Turn your customer count and average subscription price into monthly and annual recurring revenue, and project growth over the next year.
Monthly recurring revenue (MRR) and annual recurring revenue (ARR) are the heartbeat metrics of any subscription business. They measure the predictable, repeatable revenue you can count on each period — the foundation for forecasting, hiring, and fundraising decisions.
MRR = Number of Customers × Average Monthly Revenue per Customer. With 200 customers paying an average of $50/month, MRR is $10,000. ARR is simply MRR × 12, or $120,000 in this example. ARR is the standard way to describe the run-rate of a subscription business.
Recurring revenue compounds. Applying a steady monthly growth rate g, projected MRR after n months is MRR × (1 + g)^n. A 5% monthly growth rate turns $10,000 MRR into roughly $17,959 within a year — an 80% annual increase from compounding alone. Small monthly gains add up quickly.

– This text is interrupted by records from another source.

PR #2177, opened 2025-05-26
HMAC encrypt

### LINKED ISSUE #2165: dpc: encrypt HMAC keys

mdibaiee:
**Description:**

- HMAC keys are to be stored as a sops-encrypted JSON document in `hmac_keys` column instead of the current array of string format
- We then decrypt the keys in `fetch_loop` of snapshots and keep a cache that is shared between runs of `try_fetch` so long as the data_planes list is the same
- There are two other places where we need to decrypt HMAC keys, in `proxy_connectors` (used for discovers AFAIK) and in `controlplane.build_data_plane_context`
- I have tested snapshot decryption by publishing a task connected to a test data plane in a local flow stack, and seen that task activated (this tests `build_data_plane_context`). I also tested the `proxy_connectors` part by running a discover. I also tested running `flowctl list-shards` against the task on the remote data plane which tests snapshots

Migration plan:
I will manually encrypt all the existing HMAC keys and prepare a single query in which we alter the data type of `hmac_keys` to `String` and then set the new encrypted values. A backup of the previous state of the table will be retained and a query to revert this will also be available in case something goes wrong.

Sister pull-request: https://github.com/estuary/est-dry-dock/pull/116/files

**Workflow steps:**

**Notes for reviewers:**

- - -
This change is [Reviewable](https://reviewable.io/reviews/estuary/flow/2177)


jgraettinger:
Looks like you'll also need to update `migrate` to account for HMAC ?

mdibaiee:
Tested the new version again using the same procedure: was able to publish a task to a test data plane through a local UI

crates/agent/src/api/snapshot.rs
```diff
@@ -13,6 +14,8 @@ pub struct Snapshot {
     pub collections_idx_name: Vec<usize>,
     // Platform data-planes.
     pub data_planes: tables::DataPlanes,
+    // Signing HMAC key of data-planes, keyed on data_plane_name
```
jgraettinger: Can we not continue to store these in `tables::DataPlane.hmac_keys` after decryption?

`tables::DataPlanes` implements Clone as well, so you can clone and pass into successive try_fetch just as you do with the HashMap

A nice-to-have would be to wrap tables::DataPlane.hmac_keys in zeroize as well. Not a deal breaker if that's non-trivial. I don't recall why i didn't do that initially, there may have been a challenge

crates/agent/src/api/snapshot.rs
```diff
@@ -451,7 +470,8 @@ async fn try_fetch(pg_pool: &sqlx::PgPool) -> anyhow::Result<Snapshot> {
             d.data_plane_name,
             d.data_plane_fqdn,
             false AS "is_default!: bool",
-            d.hmac_keys,
+            '{}'::text[] as "hmac_keys!",
```
jgraettinger: You should fetch both, and then use `encrypted_hmac_keys` only if `hmac_keys` is empty.

That lets us release this, and then update pulumi to introduce encrypted keys everywhere, and then remove the non-encrypted ones to cut over and verify nothing breaks, with very easy rollback points along the way.

crates/agent/src/controlplane.rs
```diff
@@ -242,13 +246,17 @@ impl<C: DiscoverConnectors + MakeConnectors> PGControlPlane<C> {
         let (ops_logs_template, ops_stats_template) =
             futures::try_join!(ops_logs_template, ops_stats_template)?;
 
+        let decrypted_hmac_keys = crate::decrypt_hmac_keys(&data_plane.encrypted_hmac_keys)
```
jgraettinger: We need these to be cached, we do a very high rate of these per second

Also, same comment applies here about preferring `hmac_keys` and using `encrypted_hmac_keys` only if they're not available. That gives us a very easy way to revert if we see problems during cutover.

Could we share the Snapshot approach, and have PGControlPlane keep a `Mutex<tables::DataPlanes>` ? If the requested `data_plane_id` is already in the table, then we're done. If it's not, then we would request _all_ data-planes, and decrypt hmac keys of (only) new ones.

Or even just ... put a Snapshot here? (perhaps with some flags to skip loads of collections & tasks, as they're chunky and not needed)

crates/agent/src/lib.rs
```diff
@@ -101,6 +102,48 @@ where
     }
 }
 
+#[derive(serde::Deserialize)]
+struct EncryptedHMACKeys {
```
jgraettinger: nit: HMACKeys? they're not encrypted.
Since this is single-use, I'll suggest inline-ing next to its usage.

But, stepping back, perhaps the `decrypt_hmac_keys` should take a &mut tables::DataPlane?

crates/migrate/Cargo.toml
```diff
@@ -10,6 +10,7 @@ license.workspace = true
 
 [dependencies]
 activate = { path = "../activate" }
+agent = { path = "../agent" }
```
jgraettinger: nit: not needed? at least not yet?

crates/tables/src/lib.rs
```diff
@@ -82,6 +82,9 @@ tables!(
         // HMAC-256 keys for this data-plane.
         // The first is used for signing, and any key may validate.
         val hmac_keys: Vec<String>,
+        // HMAC-256 keys for this data-plane in sops-encrypted yaml document format
+        // The first is used for signing, and any key may validate.
+        val encrypted_hmac_keys: String,
```
jgraettinger: nit: `models::RawValue` ? Basically a String, but enforces / clarifies that it's JSON, and is conventional here

supabase/migrations/20250526132206_data_plane_hmac_keys_string.sql
```diff
@@ -0,0 +1,7 @@
+-- Add encrypted_hmac_keys as a text column that holds an encrypted sops document
+
+begin;
+
+ALTER TABLE public.data_planes ADD encrypted_hmac_keys text not null default '';
```
jgraettinger: nit: TEXT => JSON ?

crates/agent/src/api/snapshot.rs
mdibaiee: @jgraettinger if we store them in `hmac_keys`, after we are done with migration and want to remove unencrypted `hmac_keys` from the database table, we will have a discrepency between the `tables::DataPlane` model and the actual table, which I would rather avoid. I think `sqlx` would complain as well.

Basically, it would work for this transition step, but afterwards we would be changing it again 🤷🏽

jgraettinger: > we will have a discrepency between the tables::DataPlane model and the actual table, which I would rather avoid. 

Yea, we have lots of other discrepancies today. Tables --despite its name -- is not tightly coupled to the control plane DB layout, and can roughly be thought of as the data-model "glue" of the control plane. As stuff gets handed off from one component to another, tables are how we pass it around, or record outcomes for debugging. The design is centered around the idea of progressive enrichment (start from raw models, de-structure, add context, build new representations, etc).

In that sense `hmac_keys` vs `encrypted_hmac_keys` actually fits quite well, but lemme know if we should VC to chat through it

crates/agent/src/api/snapshot.rs
```diff
@@ -335,13 +336,14 @@ impl Snapshot {
 
         let validation = jsonwebtoken::Validation::default();
 
-        for hmac_key in &data_plane.hmac_keys {
-            let key = jsonwebtoken::DecodingKey::from_base64_secret(hmac_key)?;
+        for hmac_key in data_plane.hmac_keys.clone() {
```
jgraettinger, line 339: nit: i don't think the clone is required

crates/agent/src/api/snapshot.rs
```diff
@@ -533,6 +540,22 @@ async fn try_fetch(pg_pool: &sqlx::PgPool) -> anyhow::Result<Snapshot> {
         "fetched authorization snapshot",
     );
 
+    let mut cached_keys = decrypted_hmac_keys.keys().collect::<Vec<&String>>();
```
jgraettinger: I think this is work-in-progress --`decrypted_hmac_keys` looks like it's intended to retain / pass-through the decrypted values, but it's being used here only as a set of the data-plane-names fetched in the last snapshot, and values aren't being used (nor is it being added to)?

One call-out just in case is that changes to the encrypted HMAC keys need to be accounted for too: for example, a new data-plane row will appear initially with encrypted HMAC keys as `{}`, and only have keys populated after Pulumi runs, but I don't think Snapshot would know it needs to apply decryption again.

Note that:
- `models::RawValue` implements Eq
- `tables::DataPlanes` implements Clone and has routines to look up by key, if you wanted to pass the prior snapshot value in

crates/agent/src/lib.rs
```diff
@@ -101,6 +102,54 @@ where
...
+    }
+
+    #[derive(serde::Deserialize)]
+    struct HMACKeys {
+        hmac_keys: Vec<String>,
+    }
+
+    // Note that input_output() pre-allocates an output buffer as large as its input buffer,
+    // and our decrypted result will never be larger than its input.
+    let async_process::Output {
```
jgraettinger, line 119: new data-planes have an initial value of `{}`, which I think will error out either during sops decryption (I'm unsure), or when parsing the output

crates/models/src/raw_value.rs
```diff
@@ -75,6 +78,33 @@ impl From<RawValue> for String {
     }
 }
 
+#[cfg(feature = "sqlx-support")]
```
jgraettinger: nit: Phil added handy macro:
```
crate::sqlx_json::sqlx_json!(RawValue);
```

crates/agent/src/main.rs
```diff
@@ -210,13 +210,31 @@ async fn async_main(args: Args) -> Result<(), anyhow::Error> {
...
+        .collect();
+
     let control_plane = agent::PGControlPlane::new(
         pg_pool.clone(),
         system_user_id,
         publisher.clone(),
         id_gen.clone(),
         discover_handler.clone(),
         logs_tx.clone(),
+        decrypted_hmac_keys,
```
mdibaiee, line 230: Turns out it is somewhat more tricky to get this working the same way as it works in Snapshot (i.e. refresh the decrypted hmac_keys when data planes are updated, etc.) since it requires a mutable reference to ControlPlane, which is fine until we hit [here](https://github.com/estuary/flow/blob/master/crates/agent/src/controllers/executor.rs#L30), and we could have `Arc<Mutex<_>>` here but I didn't want to complicate things further by introducing a lock here. I think that would mean LiveSpecControllerExecutors can no longer run in parallel due to the lock...

I'm trying to find a way to refresh the decrypted hmac keys that doesn't lead to a lock 🤔

crates/data-plane-controller/src/controller.rs
```diff
@@ -986,6 +986,50 @@ async fn fetch_releases(
...
+    // and our decrypted result will never be larger than its input.
+    let async_process::Output {
+        stderr,
+        stdout,
+        status,
+    } = async_process::input_output(
+        async_process::Command::new(sops).args([
+            "--encrypt",
+            "--gcp-kms",
+            "projects/estuary-control/locations/us-central1/keyRings/data-plane-controller/cryptoKeys/secrets",
```
jgraettinger: nit: should be a program argument / env

jgraettinger (approved):
LGTM

jgraettinger:
Whoops -- it opened on just the last commit adding encryption, which is what I LGTM'd without realizing the broader review context

crates/agent/src/main.rs
jgraettinger: Does it get easier at all to have it re-use `agent::api::App` ? Definitely a Frankenstein, but direction-ally we do want to move them closer together I think...

crates/agent/src/api/snapshot.rs
mdibaiee: > a new data-plane row will appear initially with encrypted HMAC keys as {}, and only have keys populated after Pulumi runs, but I don't think Snapshot would know it needs to apply decryption again.

I have updated the code now so that such a data-plane will not have a decrypted value in decrypted_hmac_values, so on a next run, we will try again to decrypt its hmac keys until it succeeds

crates/agent/src/api/snapshot.rs
mdibaiee: it is necessary because of the `return Ok(Some(data_plane))` below

crates/data-plane-controller/src/controller.rs
mdibaiee: I updated the code to use the existing `secrets_provider` argument, which points to the pulumi key. Is that okay or do we want a separate key?

jgraettinger: Works for me. That places it in the same authorization domain as Pulumi state secrets, which seems pretty reasonable?

mdibaiee: Works for me too 👍🏽

crates/agent/src/main.rs
mdibaiee: @jgraettinger I implemented a similar cache refreshing mechanism as the `fetch_loop` of Snapshots here

This uses an `RwLock` which distinguishes between reads and writes, so multiple controllers reading the same value won't lock it, but during the write, reads will be blocked (every minute). I think this is a reasonable approach for now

Tip: Real MRR moves from four forces: new customers, expansion (upgrades), contraction (downgrades), and churn (cancellations). Net new MRR is new + expansion − contraction − churn. Watch all four, not just the headline number.
Investors prize recurring revenue because it is predictable and compounds, which is why SaaS businesses are often valued on ARR multiples. Keeping churn low is essential — every lost customer reduces the base that future growth builds on. Use this projection as a simple planning model, then refine it with your actual retention and expansion data.